Previously (?) when this happened, the messages returned to each request would usually say FORBIDDEN/12/index read-only / allow delete (api) but it seems that something recently changed and it now says TOO_MANY_REQUESTS/12/index read-only / allow delete (api).
I think the TOO_MANY_REQUESTS is misleading, as it suggests that this could be caused by throttling.

Also found several comments in discuss where users found this confusing. Here are two examples:
https://discuss.elastic.co/t/elastic-7-7-0-too-many-requests-with-one-request/233417/3
https://discuss.elastic.co/t/too-many-requests-12-index-read-only-allow-delete-api/236718/3

@DaveCTurner since you happened to reply to both of them I'm tagging you here.

:DistributeAllocation >bug Distributed

Source

jakommo

All 6 comments

I agree the message could be improved, substantially. I don’t think it’s any less clear with TOO_MANY_REQUESTS vs. FORBIDDEN. I want to clarify the reason for TOO_MANY_REQUESTS (vs. FORBIDDEN). Previously we returned a 403 status code in this situation, which translates to FORBIDDEN, and clients would not retry. That’s bad since disk full is transient: once an administrator cleans up, we resolve the situation by removing the block. So a client could have retried. This should be indicated by 429, so we made this change. And that associates to TOO_MANY_REQUESTS.

jasontedor on 19 Jun 2020

❤1

Ah, thanks for the background @jasontedor . Didn't think about this being reflected from the HTTP status code.

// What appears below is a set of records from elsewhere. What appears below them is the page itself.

PR #3275, opened 2024-04-24
iperf - exclude non json part from output

LiliDeng:


lisa/tools/iperf3.py
```diff
@@ -78,10 +78,7 @@ class Iperf3(Tool):
         r" Gbits/sec.*receiver([\w\W]*?))",
         re.MULTILINE,
     )
-    _json_pattern = re.compile(
-        r"[\w\W]*?(?P<json>{[\w\W]*.*)",
-        re.MULTILINE,
-    )
+    _json_pattern = re.compile(r"\{.*\}", re.DOTALL)
```
squirrelsc, line 84: Add examples above. And from the PR description and commit message, I cannot understand why makes this change.

lisa/tools/iperf3.py
```diff
@@ -466,6 +463,6 @@ def _get_bandwidth(self, result: str, pattern: Pattern[str]) -> Decimal:
 
     def _pre_handle(self, result: str) -> str:
         result = result.replace("-nan", "0")
-        result_matched = self._json_pattern.match(result)
+        result_matched = self._json_pattern.search(result)
```
squirrelsc: Try if it's possible to use lisa internal wrappers.

lisa/tools/iperf3.py
LiliDeng: added

lisa/tools/iperf3.py

squirrelsc (approved):

PR #3277, opened 2024-04-24
add configure_user_permissions

LiliDeng:


lisa/node.py
```diff
@@ -516,6 +528,16 @@ def _initialize(self, *args: Any, **kwargs: Any) -> None:
         self.shell.initialize()
         self.os: OperatingSystem = OperatingSystem.create(self)
         self.capture_system_information("started")
+        if (
+            self._first_initialize
+            and self.is_test_target
+            and isinstance(self.os, CBLMariner)
+        ):
+            self.configure_user_permissions()
```
squirrelsc, line 536: Add code comments to explain the logic.

lisa/node.py
```diff
@@ -516,6 +528,16 @@ def _initialize(self, *args: Any, **kwargs: Any) -> None:
         self.shell.initialize()
         self.os: OperatingSystem = OperatingSystem.create(self)
         self.capture_system_information("started")
+        if (
```
squirrelsc, line 531: The fix should be in the test case level, in case some mariner case needs to test `wheel` functionality. Please check with test case owner to fix it.

squirrelsc: Another way is to provide a tool called `su`, and handle it there. Even to add a tool, it needs the test case owner to fix it.

PR #3279, opened 2024-04-24
mdatp: Add noexec workaround

mcgov:
LISA ~~has a bug where it~~ (edited) won't consider mount permissions before placing the working path. This means you'll end with a path where you can maybe read and write but not execute anything regardless of the file permissions.

This example workaround demonstrates how to detect the issue and a possible workaround, remounting the partition with the executable permission.

### DIFF
--- a/lisa/tools/df.py
+++ b/lisa/tools/df.py
@@ -33,7 +33,7 @@ class Df(Tool):
         ).stdout
         df_entries = find_patterns_groups_in_lines(out, [self._DF_ENTRY_REGEX])[0]
         if len(df_entries) == 0:
-            self._log.warn(f"Path: {directory} not exist!")
+            self._log.info(f"Path: {directory} not exist!")
             return None
         df_entry = df_entries[0]
         return PartitionInfo(
--- a/lisa/tools/df.py
+++ b/lisa/tools/df.py
@@ -25,7 +25,7 @@ class Df(Tool):
     def can_install(self) -> bool:
         return True
 
-    def get_mount_info_for_dir(
+    def get_partition_by_path(
         self, directory: str, force_run: bool = False
     ) -> Optional[PartitionInfo]:
         out = self.run(
--- a/lisa/tools/df.py
+++ b/lisa/tools/df.py
@@ -25,6 +25,26 @@ class Df(Tool):
     def can_install(self) -> bool:
         return True
 
+    def get_mount_info_for_dir(
+        self, directory: str, force_run: bool = False
+    ) -> Optional[PartitionInfo]:
+        out = self.run(
+            parameters=f"{directory}", force_run=force_run, shell=True, sudo=True
+        ).stdout
+        df_entries = find_patterns_groups_in_lines(out, [self._DF_ENTRY_REGEX])[0]
+        if len(df_entries) == 0:
+            self._log.warn(f"Path: {directory} not exist!")
+            return None
+        df_entry = df_entries[0]
+        return PartitionInfo(
+            name=df_entry["name"],
+            mountpoint=df_entry["mountpoint"],
+            available_blocks=int(df_entry["available"]),
+            used_blocks=int(df_entry["used"]),
+            total_blocks=int(df_entry["total"]),
+            percentage_blocks_used=int(df_entry["percentage_use"]),
+        )
+
     def get_partitions(self, force_run: bool = False) -> List[PartitionInfo]:
         # run df and parse the output
         # The output is in the following format:
--- a/lisa/tools/mount.py
+++ b/lisa/tools/mount.py
@@ -22,18 +22,24 @@ class PartitionInfo(object):
     disk: str
     mount_point: str
     type: str
-
+    options: List[str]
     # /dev/sda1
     # /dev/sdc
     _disk_regex = re.compile(r"\s*\/dev\/(?P<disk>\D+).*")
 
-    def __init__(self, name: str, mount_point: str, fs_type: str) -> None:
+    def __init__(
+        self, name: str, mount_point: str, fs_type: str, options: Optional[List[str]]
+    ) -> None:
         self.name = name
         self.mount_point = mount_point
         self.type = fs_type
         matched = self._disk_regex.fullmatch(name)
         assert matched
         self.disk = matched.group("disk")
+        if options:
+            self.options = options
+        else:
+            self.options = []
 
     def __str__(self) -> str:
         return self.__repr__()
@@ -43,7 +49,8 @@ class PartitionInfo(object):
             f"name: {self.name}, "
             f"disk: {self.disk}, "
             f"mount_point: {self.mount_point}, "
-            f"type: {self.type}"
+            f"type: {self.type}, "
+            f"options: {','.join(self.options)}"
         )
 
 
@@ -57,7 +64,8 @@ class Mount(Tool):
     # /dev/sda1 on / type ext4 (rw,relatime,discard)
     # /dev/sda1 on /mnt/a type ext4 (rw,relatime,discard)
     _partition_info_regex = re.compile(
-        r"\s*/dev/(?P<name>.*)\s+on\s+(?P<mount_point>.*)\s+type\s+(?P<type>.*)\s+.*"
+        r"\s*/dev/(?P<name>.*)\s+on\s+(?P<mount_point>.*)\s+type"
+        r"\s+(?P<type>.*)\s+\(?(?P<options>.*)\)?"
     )
     _mount_info_regex = re.compile(
         r"\s*(?P<name>.*)\s+on\s+(?P<mount_point>.*)\s+type\s+(?P<type>.*)\s\(+.*"
@@ -65,7 +73,8 @@ class Mount(Tool):
 
     # /dev/da1p1 on /mnt/resource (ufs, local, soft-updates)
     _partition_info_regex_bsd = re.compile(
-        r"\s*/dev/(?P<name>.*)\s+on\s+(?P<mount_point>.*)\s+(\((?P<type>.*),.*,.*\))"
+        r"\s*/dev/(?P<name>.*)\s+on\s+(?P<mount_point>.*)\s+"
+        r"(\((?P<type>.*),(?P<options>.*,.*)\))"
     )
 
     @property
@@ -130,11 +139,18 @@ class Mount(Tool):
                 matched = self._partition_info_regex.fullmatch(line)
             if matched:
                 partition_name = matched.group("name")
+                option_match = matched.group("options")
+                if not option_match:
+                    options = []
+                else:
+                    split_options = option_match.split(",")
+                    options = [option.strip() for option in split_options]
                 partition_info.append(
                     PartitionInfo(
-                        f"/dev/{partition_name}",
-                        matched.group("mount_point"),
-                        matched.group("type"),
+                        name=f"/dev/{partition_name}",
+                        mount_point=matched.group("mount_point"),
+                        fs_type=matched.group("type"),
+                        options=options,
                     )
                 )
 
--- a/lisa/tools/mount.py
+++ b/lisa/tools/mount.py
@@ -107,6 +107,27 @@ class Mount(Tool):
         cmd_result = self.node.execute(" ".join(runline), shell=True, sudo=True)
         cmd_result.assert_exit_code()
 
+    @retry(tries=24, delay=5)
+    def remount(
+        self,
+        point: str,
+        options: List[str],
+    ) -> None:
+        runline = [self.command]
+        if isinstance(self.node.os, BSD):
+            # BSD allows updating mount options with -u flag
+            # User must specify all options on the commandline
+            runline.append("-u")
+        else:
+            # Linux 'mount' allows remounting using old mount options
+            # ex: mount -o remount,exec /path
+            # will remount path and replace noexec with exec, but keep other any options
+            options = ["remount"] + options
+        runline.append(f"-o {','.join(options)}")
+        runline.append(f"{point}")
+        cmd_result = self.node.execute(" ".join(runline), shell=True, sudo=True)
+        cmd_result.assert_exit_code()
+
     def umount(
         self, disk_name: str, point: str, erase: bool = True, fs_type: str = ""
     ) -> None:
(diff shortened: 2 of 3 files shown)


lisa/tools/mount.py
```diff
@@ -57,15 +64,17 @@ class Mount(Tool):
...
     )
     _mount_info_regex = re.compile(
         r"\s*(?P<name>.*)\s+on\s+(?P<mount_point>.*)\s+type\s+(?P<type>.*)\s\(+.*"
     )
 
     # /dev/da1p1 on /mnt/resource (ufs, local, soft-updates)
     _partition_info_regex_bsd = re.compile(
-        r"\s*/dev/(?P<name>.*)\s+on\s+(?P<mount_point>.*)\s+(\((?P<type>.*),.*,.*\))"
+        r"\s*/dev/(?P<name>.*)\s+on\s+(?P<mount_point>.*)\s+"
+        r"(\((?P<type>.*),(?P<options>.*,.*)\))"
```
squirrelsc: Should the "options" be "local" in the example? Is it expected?

microsoft/testsuites/mdatp/mdatp.py
```diff
@@ -22,6 +24,59 @@
...
+    # we currently discard the mount options so they're not exposed
+    # in tools.Mount
+    for part in node.tools[Mount].get_partition_info():
+        node.log.debug(f"checking partition {str(part)}...")
+        if part.mount_point == partition.mountpoint:
+            return "noexec" in part.options
+    # This path would mean that df and mount are returning different
+    # info about the mount points on the VM.
+    # There should be no way for this to happen, assert if it does
+    assert f"Could not find partition info for {partition.mountpoint}!"
```
squirrelsc: This assert doesn't work. It asserts a string is not None. So it won't be failed.

microsoft/testsuites/mdatp/mdatp.py
```diff
@@ -22,6 +24,59 @@
...
+    # EXAMPLE WORKAROUND:
+    # - Get the mount point for the path.
+    # - Check if the mount point is mounted noexec.
+    # - if yes, remount with exec flag
+    working_path = node.get_working_path()
+    mount_info = node.tools[Df].get_mount_info_for_dir(
+        directory=working_path.as_posix()
+    )
+    if not mount_info:
+        node.log.warn(
```
squirrelsc: Don't use log.warn. Use log.info or raise exception.

microsoft/testsuites/mdatp/mdatp.py
```diff
@@ -22,6 +24,59 @@
 EXIT_ONBOARD_INFO_FOUND = 255
 
 
+def working_path_workaround(node: Node) -> None:
```
squirrelsc: Make the method name clearer like `remove_noexec`

microsoft/testsuites/mdatp/mdatp.py
```diff
@@ -22,6 +24,59 @@
...
+    # EXAMPLE WORKAROUND:
+    # - Get the mount point for the path.
+    # - Check if the mount point is mounted noexec.
+    # - if yes, remount with exec flag
+    working_path = node.get_working_path()
+    mount_info = node.tools[Df].get_mount_info_for_dir(
+        directory=working_path.as_posix()
+    )
+    if not mount_info:
```
squirrelsc, line 33: Use `if mount_info:`. In most case, the `if` block should be positive.

microsoft/testsuites/mdatp/mdatp.py
```diff
@@ -22,6 +24,59 @@
...
+            return "noexec" in part.options
+    # This path would mean that df and mount are returning different
+    # info about the mount points on the VM.
+    # There should be no way for this to happen, assert if it does
+    assert f"Could not find partition info for {partition.mountpoint}!"
+    # appease pylint by returning after assert
+    return False
+
+
+def fix_noexec_working_path(node: Node, partition: PartitionInfo) -> None:
```
squirrelsc: `remount_without_noexec`

lisa/tools/mount.py
mcgov: I'm assuming BSD partitions can contain more than three options in the tuple, similar to Linux partitions.

mcgov: So the pattern should grab the fs type; the first option, then grab the rest as generic 'options'

microsoft/testsuites/mdatp/mdatp.py
mcgov: Oh wow, yep! Thank you so much, I wanted to finish this example so I wrote this around 1AM. Will fix

microsoft/testsuites/mdatp/mdatp.py
mcgov: I don't want to raise an exception here and we can put it in info if you prefer strongly. I don't get why we have three log levels if we can't use them to signal the context of messages. 

This is an unexpected situation that shouldn't be fatal:
- The mount info tools are behaving in a way we don't expect, but...
-  we can still (probably) run the test since this section of code is an example workaround for the .01% of images with this issue.

It's a non-fatal but concerning log mesage, it seems like a good candidate for a 'warn' message to me. It's about the context of the message.

microsoft/testsuites/mdatp/mdatp.py
mcgov: Hmm maybe this should also be a warning too and not an assert.

 I don't want to raise an exception in this code path since almost all images (>99%) don't need this workaround.
The problem also isn't a bug in this test, it's a LISA bug where we are not paying attention to mount options when creating our working paths. We're also not paying attention to file ACLs, but that's another issue. I don't have time or enough context about the inheritances in Node to fix the general case. I'm hoping we can create a bug and someone can hoist this code to the appropriate parent class to ensure all tests get the benefit of this fix.

microsoft/testsuites/mdatp/mdatp.py
mcgov: This does make it way cleaner! Thanks

microsoft/testsuites/mdatp/mdatp.py
mcgov: apply_working_path_noexec_workaround?

I want to ensure it's clear that this is a workaround for LISA's handling of working path creation. I'm expecting that someone (hopefully not me, but maybe me) will revisit this commit later and generalize this workaround and hoist it to one of the Node parent classes.

lisa/tools/mount.py
squirrelsc: To capture all rest, it's better to end with `(?P<options>.*)\))` . It handles more than 2 options.

microsoft/testsuites/mdatp/mdatp.py
squirrelsc: If it's no way to happened, raise an exception to make it obvious and fix it. It's a kind of safeguard code.

squirrelsc: BTW, it's not a LISA bug, some systems are noexec to be more secure by design. LISA perfers to use commands, instead of scripts. If the script is rewritten in native LISA, there is no such error.
LISA shouldn't mark a mount point exec blindly, it may miss some test points.

microsoft/testsuites/mdatp/mdatp.py
squirrelsc: Please use info level.
The warn method is implemented in Python package, not in LISA. In the practical, most people don't care warn level in the routine pipelines. When developing a new case, it needs to read every new log line to make sure it's clear to others.

lisa/tools/df.py
```diff
@@ -25,6 +25,26 @@ def command(self) -> str:
...
 
+    def get_mount_info_for_dir(
+        self, directory: str, force_run: bool = False
+    ) -> Optional[PartitionInfo]:
+        out = self.run(
+            parameters=f"{directory}", force_run=force_run, shell=True, sudo=True
+        ).stdout
+        df_entries = find_patterns_groups_in_lines(out, [self._DF_ENTRY_REGEX])[0]
+        if len(df_entries) == 0:
+            self._log.warn(f"Path: {directory} not exist!")
```
squirrelsc: Don't print warn line. It's not helpful for troubleshooting. Raise an exception, and we can know which images need to be fixed.

lisa/tools/df.py
```diff
@@ -25,6 +25,26 @@ def command(self) -> str:
     def can_install(self) -> bool:
         return True
 
+    def get_mount_info_for_dir(
```
squirrelsc: Like other methods, call it `get_partition_by_path`. "mount info" is not used in this class. Avoid bringing new unnecessary concepts.

microsoft/testsuites/mdatp/mdatp.py
squirrelsc: The name should focus on action taken, not put everything in the name. The "workaround" has no detail, it's not needed.
The working_path is confusing, because noexec is not an attribute on a path. The method is to "remove" the "noexec". You can see it to "apply" "noexec_workaround", but "remove noexec" is clearer on "how to apply workaround".

microsoft/testsuites/mdatp/mdatp.py
squirrelsc: Sorry, from the content, `remount_with_exec` is clear.

microsoft/testsuites/mdatp/mdatp.py
```diff
@@ -22,6 +24,70 @@
...
+
+
+def remount_without_noexec(node: Node, partition: PartitionInfo) -> None:
+    # Fix issue where working path is created in a partition marked
+    # 'noexec' meaning file permissions for x are ignored.
+    # Attempt to remount the parition to allow executables.
+    # The other fix would just be adding a disk, creating a parition
+    # marking it executable, and using that as the working path.
+    node.tools[Mount].mount(
+        options="remount,exec",
```
squirrelsc: How about existing other options, like "local" in the example? It may need to get all options, and remove "noexec", and then add "remount" and "exec".

lisa/tools/mount.py
mcgov: will do!

microsoft/testsuites/mdatp/mdatp.py
mcgov: > LISA shouldn't mark a mount point exec blindly, it may miss some test points.
I wasn't clear on what the bug is, I think.

[My assumption on what working path is for is is based on the comments about what the working path is for:](https://vscode.dev/github/microsoft/lisa/blob/main/lisa/node.py#L187)

My impression is that the working path should be a place for tests to place things. Tests should be able to read and write things in the working path. I think a lot of test authors would assume they will be able to execute things in there as well. I think LISA should ensure that the working path (wherever it ends up) is r/w/x. LISA might have to be flexible about using available space or maybe even adding space.

> BTW, it's not a LISA bug, some systems are noexec to be more secure by design. LISA perfers to use commands, instead of scripts. If the script is rewritten in native LISA, there is no such error.

I don't think it's fair to blame the test for not checking whether the partition returned by` get_working_path()` is mounted with noexec. There was no mention of this mount option in the code before this PR, even in comments. The DF and Mount tool ignore mount options, so even if I had known about noexec and wanted to check the mount options before, I couldn't have using the tools provided by LISA.

I'm not trying to blame or shame anyone; bugs are a part of software development. Maybe bug is too strong of a word? LISA not checking the mount options of a partition before placing a working path is more of an undocumented non-intuitive behavior. 

It's not strange we haven't run into it before: it's only present on 1/6000th of the images in the marketplace.

microsoft/testsuites/mdatp/mdatp.py
mcgov: I'll stop bringing this up, maybe I can make a feature request and ask people who give me feedback about LISA's logging to upvote it 😜

microsoft/testsuites/mdatp/mdatp.py
mcgov: > If it's no way to happened, raise an exception to make it obvious and fix it. It's a kind of safeguard code.

It's not that there is no way for it to happen, it's just that it is a non-fatal error. This section of code can fail and the test can still pass, this section of code can fail and the test can still fail. We'll still catch the failures since they will still show up as failures, we'll allow the tests who should pass to pass.

lisa/tools/df.py
mcgov: fixed

microsoft/testsuites/mdatp/mdatp.py
squirrelsc: I got feedback from a team, they use ado pipeline, and look at their error/warn lines. They don't want LISA has error/warning lines, which are not fixed.

microsoft/testsuites/mdatp/mdatp.py
mcgov: fixed

lisa/tools/df.py
mcgov: fixed

microsoft/testsuites/mdatp/mdatp.py
mcgov: refactored to handle bsd/linux remount arg differences and preserve options on both

microsoft/testsuites/mdatp/mdatp.py
```diff
@@ -22,6 +23,56 @@
...
+            options = [option for option in partition.options if option != "noexec"]
+        else:
+            # Linux allows remounting as exec with other options preserved.
+            # just have to pass 'exec' to remount
+            options = ["exec"]
+        # initiate the remount.
+        node.tools[Mount].remount(point=mountpoint, options=options)
+
+    # otherwise, no issues with partition, nothing to fix.
+    return
```
squirrelsc: It doesn't need to return at the end, if no return parameter defined.

lisa/tools/df.py
squirrelsc: Haven't fixed.

microsoft/testsuites/mdatp/mdatp.py
mcgov: Isn't this more of a style choice then? Removed.

microsoft/testsuites/mdatp/mdatp.py
mcgov: ok

squirrelsc:
@LiliDeng LGTM

LiliDeng (approved):

PR #3280, opened 2024-04-25
Fixing nic initialization for freebsd nodes

r-dailey:
Added a different check to the nic initialization code to check for a freebsd operating system and updated the nic provisioning test case to use the built in method instead of call the Nic class directly.

### DIFF
--- a/lisa/node.py
+++ b/lisa/node.py
@@ -22,7 +22,7 @@ from lisa import schema
 from lisa.executable import Tools
 from lisa.feature import Features
 from lisa.nic import Nics, NicsBSD
-from lisa.operating_system import BSD, OperatingSystem
+from lisa.operating_system import OperatingSystem
 from lisa.secret import add_secret
 from lisa.tools import Chmod, Df, Echo, Lsblk, Mkfs, Mount, Reboot, Uname, Wsl
 from lisa.tools.mkfs import FileSystem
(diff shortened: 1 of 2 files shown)


lisa/node.py
```diff
@@ -1215,7 +1215,8 @@ def create_nics(node: Node) -> Nics:
     """
     Returns a Nics object for the node based on the OS type.
     """
-    if isinstance(node.os, BSD):
+    os = node.execute(cmd="uname", no_error_log=True).stdout
+    if os.__contains__("FreeBSD"):
```
squirrelsc: `"FreeBSD" in os`

lisa/node.py
```diff
@@ -1215,7 +1215,8 @@ def create_nics(node: Node) -> Nics:
     """
     Returns a Nics object for the node based on the OS type.
     """
-    if isinstance(node.os, BSD):
+    os = node.execute(cmd="uname", no_error_log=True).stdout
```
squirrelsc, line 1220: Add comments above to explain why we don't use `isinstance`. So in future, it won't be changed back.

squirrelsc:
@r-dailey, please fix the flake8 errors.

squirrelsc (dismissed):

squirrelsc (approved):

PR #3281, opened 2024-04-26
Initialize package before adding repo for SUSE image to avoid system …

lubaihua33:
Initialize package before adding repo for SUSE image to avoid system locked

### DIFF
--- a/lisa/operating_system.py
+++ b/lisa/operating_system.py
@@ -1988,6 +1988,7 @@ class Suse(Linux):
         repo_name: Optional[str] = None,
         keys_location: Optional[List[str]] = None,
     ) -> None:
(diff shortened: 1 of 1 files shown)


lisa/operating_system.py
```diff
@@ -2004,6 +2004,7 @@ def clean_package_cache(self) -> None:
     def add_azure_core_repo(
         self, repo_name: Optional[AzureCoreRepo] = None, code_name: Optional[str] = None
     ) -> None:
+        self._initialize_package_installation()
```
LiliDeng: thanks for the fix, put it in `self.add_repository()`

LiliDeng (approved):

PR #3286, opened 2024-04-30
Reduce min data_disk_count to 4 in IO perf test.

SRIKKANTH:
Having min data_disk_count =16 in these testcases is blocking tests on smaller sizes.

### DIFF
--- a/microsoft/testsuites/performance/storageperf.py
+++ b/microsoft/testsuites/performance/storageperf.py
@@ -102,7 +102,7 @@ class StoragePerformance(TestSuite):
                 data_disk_type=schema.DiskType.PremiumSSDLRS,
                 os_disk_type=schema.DiskType.PremiumSSDLRS,
                 data_disk_iops=search_space.IntRange(min=5000),
-                data_disk_count=search_space.IntRange(min=16),
+                data_disk_count=search_space.IntRange(min=4),
             ),
         ),
     )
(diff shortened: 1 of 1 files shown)


LiliDeng:
@johnsongeorge-w please review, thanks.

johnsongeorge-w (changes requested):
Set the default for disk count and min iops as 16 and 5000 respectively in the default runbook.

SRIKKANTH:
> Set the default for disk count and min iops as 16 and 5000 respectively.
@johnsongeorge-w This is what the default in the test case which is blocking us the test from running on smaller tests. 
I am reducing the min disc count to 4 which is the minimum number of discs supported any azure VM SKU.

johnsongeorge-w:
> > Set the default for disk count and min iops as 16 and 5000 respectively.
> > @johnsongeorge-w This is what the default in the test case which is blocking us the test from running on smaller tests.
> > I am reducing the min disc count to 4 which is the minimum number of discs supported any azure VM SKU.

I'm talking about the defaults in runbook

SRIKKANTH:
> > > Set the default for disk count and min iops as 16 and 5000 respectively.
> > > @johnsongeorge-w This is what the default in the test case which is blocking us the test from running on smaller tests.
> > > I am reducing the min disc count to 4 which is the minimum number of discs supported any azure VM SKU.
> 
> I'm talking about the defaults in runbook
The default runbook ("runbook\partial\platform_azure.yml") has values data_disk_iops=0, data_disk_count=0. 
Changing these values will result in creation of each test VM with that config. 
I don't think its a good idea.

PR #3287, opened 2024-05-01
Enable NVIDIA persistence mode by default for GPU test 

henryli001:
Enable nvidia-persistence mode after installing the NVIDIA GPU driver by default. Fixed this [bug](https://microsoft.visualstudio.com/OS/_workitems/edit/49246027/)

Fully agree that FORBIDDEN wasn't any better.

Would we be able to add something about disk space/watermarks to the message or is it parsed from HTTP code and index setting etc?

"reason": "index [test] blocked by: [TOO_MANY_REQUESTS/12/index read-only / allow delete (api)];"

jakommo on 19 Jun 2020

👍1

Yes, currently it’s produced from the block placed on the index which only carries a status code and a message that indicates the type of block (note a user can manually apply the block, so its presence doesn’t mean disk full necessarily). It will be some effort to make the situation clearer.

jasontedor on 19 Jun 2020

a user can manually apply the block, so its presence doesn’t mean disk full necessarily

In practice I don't think users really do apply this block manually. If they did, it would today be automatically removed a short while later. We discussed this when contemplating the auto-release behaviour and decided that this block should be considered as under the control of the disk-based shard allocator; if users want a read-only index then they can apply other blocks, and if they want to delete such an index then they can manually remove the block first.

This was technically a breaking change but I haven't seen any real-world impact in the 9 months since 7.4.0 was released.

Given this, I think rewording the description of this block is the right thing to do.